Rare East German Photographs: The Other Side of the Berlin Wall

Concerned about security problems, the East German communist regime ordered border guards to snap photos of the Berlin Wall in the 1960s. The images, which were top secret, were lost in an archive for decades. Now a new exhibition will reveal hundreds of the photographs, digitally spliced to create remarkable panoramic views of the infamous landmark.

In the years following the Aug. 13, 1961 construction of the Berlin Wall, the barrier was scattered with gaps and weak points, emboldening a number of East Berliners to attempt escape. The undesirable security situation prompted the communist regime to send border soldiers out on a mission in 1966 to do what was otherwise forbidden to ordinary citizens -- take photographs of the Wall. The detailed documentation of the "anti-fascist protection wall," as the East German regime called the barrier, was meant to help identify permeable sections for fortification.

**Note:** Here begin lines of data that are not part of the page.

PR #1021, opened 2023-06-12
Upgrade rxjs

curtischong:
upgrade rxjs so it is the same version as the one in voxel-aw. This fixes sooooo many type errors and makes curtis happy.


curtischong:
wrong repo lol

PR #1022, opened 2023-06-12
build(store,world): check in ABIs and types

### LINKED ISSUE #1017: check in abi, types
By checking in ABI files, types, etc., they are immediately usable by other dependencies (i.e. network) without a build step. We can use CI to enforce that they're up-to-date.

Draft PR: https://github.com/latticexyz/mud/pull/448

holic:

The photos, discovered in the Potsdam military archive in 1995, have now been digitally combined by Berlin photographer Arwed Messmer to create some 340 panoramic images of what the Wall looked like in the 1960s. The reconstruction will be presented in a both a book and public exhibition entitled "The Other View: The Early Berlin Wall," which begins on Aug. 5 and is timed to commemorate the 50th anniversary of the day Berliners awoke to a divided city.

The panoramic shots, found by both Messmer and Annett Gröschner, who co-authored the book, provide a unique perspective on the boundary through the Berlin city center. Unlike the tall concrete wall covered in graffiti that resides in collective memory, the structure that divided Berlin at that time was a ramshackle patchwork of wire fences, building walls and concrete sections.

Tragic Stories

Perhaps most surprisingly, the images revealed that the capitalist part of the city was not as shiny and new as East Berliners might have thought. According to the organizers, the photos show "a strangely disparate West Berlin that by no means seems to correspond to the myth of the 'Golden West.'"

To accompany the images, Gröschner researched events that took place near each location during the 1960s and chronicled them in captions that appear with the photos. In border control files, she found a number of stories detailing tragic and deadly escape attempts. Others tidbits are quite humorous, however.

"Why don't you come on over, we've got nice women. And you'll get a car too," reads one caption that references comments made by a West Berliner to someone on the other side near Potsdamer Platz. "Whether it's now or later, we'll get you anyways."

The exhibition "The Other View: The Early Berlin Wall" runs from Aug. 5 to Oct. 3, 2011 at Unter den Linden 40 (second floor, between Friedrichstrasse and Neustädtische Kirchstraße), 10117 Berlin.